** Opening Data excerpts block **

PR #1364, opened 2025-07-21
Modify devices for i03's default UDC state

DominicOram:
Part of https://github.com/DiamondLightSource/mx-bluesky/issues/396

1. Confirm tests pass

### Checks for reviewer


src/dodal/devices/fluorescence_detector_motion.py
```diff
@@ -1,16 +1,14 @@
...
     IN = "In"
 
 
 class FluorescenceDetector(StandardReadable):
     def __init__(self, prefix: str, name: str = ""):
         with self.add_children_as_readables():
-            self.pos = epics_signal_r(
-                FluorescenceDetectorControlState, prefix + "-EA-FLU-01:CTRL"
-            )
+            self.pos = epics_signal_rw(InOut, prefix + "-EA-FLU-01:CTRL")
```
DiamondJoseph, line 13: I thought we had in our docs that the prefix should be split to allow some degree of disparate PV prefixes, but I can't find it right now.

Any objection while you're changing this to make the prefix that is passed in `f"{PREFIX.beamline_prefix}-EA-FLU-01:"` for i03 and the signal `prefix + "CTRL"`?

src/dodal/beamlines/i03.py
```diff
@@ -457,3 +458,31 @@ def baton() -> Baton:
...
+        get_beamline_parameters(),
+    )
+
+
+@device_factory()
+def collimation_table() -> CollimationTable:
+    """Get the i03 device for moving the collimation table, instantiate it if it hasn't already been.
+    If this is called when already instantiated in i03, it will return the existing object.
+    """
+    return CollimationTable(PREFIX.beamline_prefix)
```
DiamondJoseph, line 488:
```suggestion
    return CollimationTable(motion_prefix=f"{PREFIX.beamline_prefix}-MO-TABLE-01", power_supply_prefix=f"{PREFIX.beamline_prefix}-MO-PMAC-02:CRATE2_HEALTHY")
```

Now that we don't have to support device_instantiation and its assumptions of a single prefix and name, these devices could be adjusted to be more reuseable

Other than the PMAC power supply

src/dodal/devices/scintillator.py
```diff
@@ -1,10 +1,81 @@
...
+        prefix: str,
+        aperture_scatterguard: Reference[ApertureScatterguard],
+        beamline_parameters: GDABeamlineParameters,
+        name: str = "",
+    ):
         with self.add_children_as_readables():
-            self.y = Motor(prefix + "-MO-SCIN-01:Y")
-            self.z = Motor(prefix + "-MO-SCIN-01:Z")
+            self.y_mm = Motor(prefix + "-MO-SCIN-01:Y")
+            self.z_mm = Motor(prefix + "-MO-SCIN-01:Z")
```
DiamondJoseph, line 36: As above, move these onto the prefix of the device instance rather than on the class

DiamondJoseph (commented):
I'm trying to find the docs where this is written down

DominicOram:
> I'm trying to find the docs where this is written down

This was the speediest review I've ever had, thank you! You're right, I was being lazy, fixed now.

tests/devices/unit_tests/test_aperture_scatterguard.py
```diff
@@ -521,6 +587,68 @@ async def test_given_out_and_aperture_selected_when_move_in_then_correct_y_selec
...
+        ApertureValue.LARGE,
+        ApertureValue.OUT_OF_BEAM,
+    ],
+)
+async def test_given_parked_and_aperture_selected_when_move_in_then_z_moved_out_first(
+    selected_aperture: ApertureValue,
+    ap_sg: ApertureScatterguard,
+    aperture_positions: dict[ApertureValue, AperturePosition],
+):
+    # Ophyd-async should make this parent out the box?
```
olliesilvester, line 604: Is this worth an issue?

src/dodal/devices/cryostream.py
```diff
@@ -8,6 +8,9 @@ class InOut(StrictEnum):
 
 
 class CryoStream(StandardReadable):
+    MAX_TEMP_K = 110
```
olliesilvester, line 11: nit: If possible, it would be good to add a link to where these numbers were from

src/dodal/devices/scintillator.py
```diff
@@ -1,10 +1,81 @@
...
+
 
 class Scintillator(StandardReadable):
-    def __init__(self, prefix: str, name: str = ""):
+    """Moves a scintillator into and out of the beam.
+
+    The scintillator will light up when hit with xrays, this allows scientists to use it
+    in conjunction with the optical OAV camera to commission the beamline.
+
+    When moved out of the beam it is parked under the table. This parking has a potential
```
olliesilvester, line 23: Is there anything in the IOC level to protect against this as well? I always feel like collision protection should be at the control layer

src/dodal/devices/mx_phase1/beamstop.py
```diff
@@ -87,10 +84,11 @@ def _get_selected_position(self, x: float, y: float, z: float) -> BeamstopPositi
...
     async def _set_selected_position(self, position: BeamstopPositions) -> None:
         if position == BeamstopPositions.DATA_COLLECTION:
+            # Move z first as it could be under the table
+            await self.z_mm.set(self._in_beam_xyz_mm[2])
             await asyncio.gather(
                 self.x_mm.set(self._in_beam_xyz_mm[0]),
                 self.y_mm.set(self._in_beam_xyz_mm[1]),
-                self.z_mm.set(self._in_beam_xyz_mm[2]),
             )
         elif position == BeamstopPositions.UNKNOWN:
```
olliesilvester, line 93: Should: Better to use else, as it's possible for someone to ignore typing and do `_set_selected_position(self, "anything")`

src/dodal/devices/scintillator.py
```diff
@@ -1,10 +1,81 @@
...
+            if (
+                self._aperture_scatterguard().selected_aperture.get_value()
+                != ApertureValue.PARKED
+            ):
+                raise ValueError(
+                    "Cannot move scintillator out if aperture/scatterguard is not parked"
+                )
+            await self.y_mm.set(self._scintillator_out_yz_mm[0])
+            await self.z_mm.set(self._scintillator_out_yz_mm[1])
+        elif position == InOut.UNKNOWN:
```
olliesilvester, line 80: See other comment about using else

tests/devices/unit_tests/test_scintillator.py
```diff
@@ -0,0 +1,99 @@
...
+        scintillator = Scintillator(
+            prefix="",
+            name="test_scin",
+            aperture_scatterguard=mock_ap_sg,
+            beamline_parameters=mock_beamline_parameters,
+        )
+    with ExitStack() as motor_patch_stack:
+        for motor in [scintillator.y_mm, scintillator.z_mm]:
+            motor_patch_stack.enter_context(patch_motor(motor))
+        yield scintillator, mock_ap_sg
```
olliesilvester, line 45: I've not seen this before - is there something specific which doesn't cleanup properly here without it?

tests/devices/unit_tests/test_scintillator.py
```diff
@@ -0,0 +1,99 @@
...
+
+async def test_when_set_to_unknown_position_then_error_raised(
+    scintillator_and_ap_sg: tuple[Scintillator, ApertureScatterguard],
+):
+    scintillator, _ = scintillator_and_ap_sg
+    with pytest.raises(ValueError):
+        await scintillator.selected_pos.set(InOut.UNKNOWN)
+
+
+async def test_given_aperture_scatterguard_parked_when_set_to_out_position_then_(
```
olliesilvester, line 78:
```suggestion
async def test_given_aperture_scatterguard_parked_when_set_to_out_position_then_returns_expected(
```

olliesilvester (approved):
Looks good! Left a few comments, but mostly just suggestions, so I will approve and let you decide

src/dodal/devices/cryostream.py
DominicOram: I think the answer is basically that they come out of Neil's head

src/dodal/devices/aperturescatterguard.py
```diff
@@ -202,21 +202,20 @@ def __init__(
...
-            return True
-        return False
+    async def _unpark(self, position_to_move_to: ApertureValue):
+        """When the aperture is parked it is under the collimation table. It needs to be
+        moved out from under the table before it is moved up to beam height.
+        """
+        position = self._loaded_positions[position_to_move_to]
+        await self.aperture.z.set(position.aperture_z)
 
     async def _set_current_aperture_position(self, value: ApertureValue) -> None:
```
olliesilvester, line 212: Should: Don't unpark if value == ApertureValue.PARKED

Also, could add a check at the start of this function to "do nothing" if already at requested position - unless this logic is already somewhere in `derived_signal_rw`?

olliesilvester (approved):
Looks good, just one comment

PR #1367, opened 2025-07-21
Only move the DCM perp if it's outside tolerance

### LINKED ISSUE #1316: Energy change plan shouldn't move the mirror + dcm motors unless necessary
Since the optics motors operate in a vacuum even small changes can result in excess heat generation.
It has been found that even though the motors are set to essentially the same value this results in a rise in motor activity and temperatures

** Closing Data excerpts block **

The problem: The listing above should be transcribed in full, exactly as written.

Your solution:
PR #1364, opened 2025-07-21
Modify devices for i03's default UDC state

DominicOram:
Part of https://github.com/DiamondLightSource/mx-bluesky/issues/396

1. Confirm tests pass

### Checks for reviewer


src/dodal/devices/fluorescence_detector_motion.py
```diff
@@ -1,16 +1,14 @@
...
     IN = "In"
 
 
 class FluorescenceDetector(StandardReadable):
     def __init__(self, prefix: str, name: str = ""):
         with self.add_children_as_readables():
-            self.pos = epics_signal_r(
-                FluorescenceDetectorControlState, prefix + "-EA-FLU-01:CTRL"
-            )
+            self.pos = epics_signal_rw(InOut, prefix + "-EA-FLU-01:CTRL")
```
DiamondJoseph, line 13: I thought we had in our docs that the prefix should be split to allow some degree of disparate PV prefixes, but I can't find it right now.

Any objection while you're changing this to make the prefix that is passed in `f"{PREFIX.beamline_prefix}-EA-FLU-01:"` for i03 and the signal `prefix + "CTRL"`?

src/dodal/beamlines/i03.py
```diff
@@ -457,3 +458,31 @@ def baton() -> Baton:
...
+        get_beamline_parameters(),
+    )
+
+
+@device_factory()
+def collimation_table() -> CollimationTable:
+    """Get the i03 device for moving the collimation table, instantiate it if it hasn't already been.
+    If this is called when already instantiated in i03, it will return the existing object.
+    """
+    return CollimationTable(PREFIX.beamline_prefix)
```
DiamondJoseph, line 488:
```suggestion
    return CollimationTable(motion_prefix=f"{PREFIX.beamline_prefix}-MO-TABLE-01", power_supply_prefix=f"{PREFIX.beamline_prefix}-MO-PMAC-02:CRATE2_HEALTHY")
```

Now that we don't have to support device_instantiation and its assumptions of a single prefix and name, these devices could be adjusted to be more reuseable

Other than the PMAC power supply

src/dodal/devices/scintillator.py
```diff
@@ -1,10 +1,81 @@
...
+        prefix: str,
+        aperture_scatterguard: Reference[ApertureScatterguard],
+        beamline_parameters: GDABeamlineParameters,
+        name: str = "",
+    ):
         with self.add_children_as_readables():
-            self.y = Motor(prefix + "-MO-SCIN-01:Y")
-            self.z = Motor(prefix + "-MO-SCIN-01:Z")
+            self.y_mm = Motor(prefix + "-MO-SCIN-01:Y")
+            self.z_mm = Motor(prefix + "-MO-SCIN-01:Z")
```
DiamondJoseph, line 36: As above, move these onto the prefix of the device instance rather than on the class

DiamondJoseph (commented):
I'm trying to find the docs where this is written down

DominicOram:
> I'm trying to find the docs where this is written down

This was the speediest review I've ever had, thank you! You're right, I was being lazy, fixed now.

tests/devices/unit_tests/test_aperture_scatterguard.py
```diff
@@ -521,6 +587,68 @@ async def test_given_out_and_aperture_selected_when_move_in_then_correct_y_selec
...
+        ApertureValue.LARGE,
+        ApertureValue.OUT_OF_BEAM,
+    ],
+)
+async def test_given_parked_and_aperture_selected_when_move_in_then_z_moved_out_first(
+    selected_aperture: ApertureValue,
+    ap_sg: ApertureScatterguard,
+    aperture_positions: dict[ApertureValue, AperturePosition],
+):
+    # Ophyd-async should make this parent out the box?
```
olliesilvester, line 604: Is this worth an issue?

src/dodal/devices/cryostream.py
```diff
@@ -8,6 +8,9 @@ class InOut(StrictEnum):
 
 
 class CryoStream(StandardReadable):
+    MAX_TEMP_K = 110
```
olliesilvester, line 11: nit: If possible, it would be good to add a link to where these numbers were from

src/dodal/devices/scintillator.py
```diff
@@ -1,10 +1,81 @@
...
+
 
 class Scintillator(StandardReadable):
-    def __init__(self, prefix: str, name: str = ""):
+    """Moves a scintillator into and out of the beam.
+
+    The scintillator will light up when hit with xrays, this allows scientists to use it
+    in conjunction with the optical OAV camera to commission the beamline.
+
+    When moved out of the beam it is parked under the table. This parking has a potential
```
olliesilvester, line 23: Is there anything in the IOC level to protect against this as well? I always feel like collision protection should be at the control layer

src/dodal/devices/mx_phase1/beamstop.py
```diff
@@ -87,10 +84,11 @@ def _get_selected_position(self, x: float, y: float, z: float) -> BeamstopPositi
...
     async def _set_selected_position(self, position: BeamstopPositions) -> None:
         if position == BeamstopPositions.DATA_COLLECTION:
+            # Move z first as it could be under the table
+            await self.z_mm.set(self._in_beam_xyz_mm[2])
             await asyncio.gather(
                 self.x_mm.set(self._in_beam_xyz_mm[0]),
                 self.y_mm.set(self._in_beam_xyz_mm[1]),
-                self.z_mm.set(self._in_beam_xyz_mm[2]),
             )
         elif position == BeamstopPositions.UNKNOWN:
```
olliesilvester, line 93: Should: Better to use else, as it's possible for someone to ignore typing and do `_set_selected_position(self, "anything")`

src/dodal/devices/scintillator.py
```diff
@@ -1,10 +1,81 @@
...
+            if (
+                self._aperture_scatterguard().selected_aperture.get_value()
+                != ApertureValue.PARKED
+            ):
+                raise ValueError(
+                    "Cannot move scintillator out if aperture/scatterguard is not parked"
+                )
+            await self.y_mm.set(self._scintillator_out_yz_mm[0])
+            await self.z_mm.set(self._scintillator_out_yz_mm[1])
+        elif position == InOut.UNKNOWN:
```
olliesilvester, line 80: See other comment about using else

tests/devices/unit_tests/test_scintillator.py
```diff
@@ -0,0 +1,99 @@
...
+        scintillator = Scintillator(
+            prefix="",
+            name="test_scin",
+            aperture_scatterguard=mock_ap_sg,
+            beamline_parameters=mock_beamline_parameters,
+        )
+    with ExitStack() as motor_patch_stack:
+        for motor in [scintillator.y_mm, scintillator.z_mm]:
+            motor_patch_stack.enter_context(patch_motor(motor))
+        yield scintillator, mock_ap_sg
```
olliesilvester, line 45: I've not seen this before - is there something specific which doesn't cleanup properly here without it?

tests/devices/unit_tests/test_scintillator.py
```diff
@@ -0,0 +1,99 @@
...
+
+async def test_when_set_to_unknown_position_then_error_raised(
+    scintillator_and_ap_sg: tuple[Scintillator, ApertureScatterguard],
+):
+    scintillator, _ = scintillator_and_ap_sg
+    with pytest.raises(ValueError):
+        await scintillator.selected_pos.set(InOut.UNKNOWN)
+
+
+async def test_given_aperture_scatterguard_parked_when_set_to_out_position_then_(
```
olliesilvester, line 78:
```suggestion
async def test_given_aperture_scatterguard_parked_when_set_to_out_position_then_returns_expected(
```

olliesilvester (approved):
Looks good! Left a few comments, but mostly just suggestions, so I will approve and let you decide

src/dodal/devices/cryostream.py
DominicOram: I think the answer is basically that they come out of Neil's head

src/dodal/devices/aperturescatterguard.py
```diff
@@ -202,21 +202,20 @@ def __init__(
...
-            return True
-        return False
+    async def _unpark(self, position_to_move_to: ApertureValue):
+        """When the aperture is parked it is under the collimation table. It needs to be
+        moved out from under the table before it is moved up to beam height.
+        """
+        position = self._loaded_positions[position_to_move_to]
+        await self.aperture.z.set(position.aperture_z)
 
     async def _set_current_aperture_position(self, value: ApertureValue) -> None:
```
olliesilvester, line 212: Should: Don't unpark if value == ApertureValue.PARKED

Also, could add a check at the start of this function to "do nothing" if already at requested position - unless this logic is already somewhere in `derived_signal_rw`?

olliesilvester (approved):
Looks good, just one comment

PR #1367, opened 2025-07-21
Only move the DCM perp if it's outside tolerance

### LINKED ISSUE #1316: Energy change plan shouldn't move the mirror + dcm motors unless necessary
Since the optics motors operate in a vacuum even small changes can result in excess heat generation.
It has been found that even though the motors are set to essentially the same value this results in a rise in motor activity and temperatures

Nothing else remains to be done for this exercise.